» **WHAT YOU HAVE TO DO**
Could the entries below be retyped exactly and in full?

Dataset entries
========
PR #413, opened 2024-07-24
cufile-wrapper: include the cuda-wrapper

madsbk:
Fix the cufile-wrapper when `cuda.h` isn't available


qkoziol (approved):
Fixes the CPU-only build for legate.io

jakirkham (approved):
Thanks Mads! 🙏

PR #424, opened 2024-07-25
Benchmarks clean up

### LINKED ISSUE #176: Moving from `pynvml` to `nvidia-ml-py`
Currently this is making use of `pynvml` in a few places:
========
» **ANSWER TO THIS TASK**
PR #413, opened 2024-07-24
cufile-wrapper: include the cuda-wrapper

madsbk:
Fix the cufile-wrapper when `cuda.h` isn't available


qkoziol (approved):
Fixes the CPU-only build for legate.io

jakirkham (approved):
Thanks Mads! 🙏

PR #424, opened 2024-07-25
Benchmarks clean up

### LINKED ISSUE #176: Moving from `pynvml` to `nvidia-ml-py`
Currently this is making use of `pynvml` in a few places:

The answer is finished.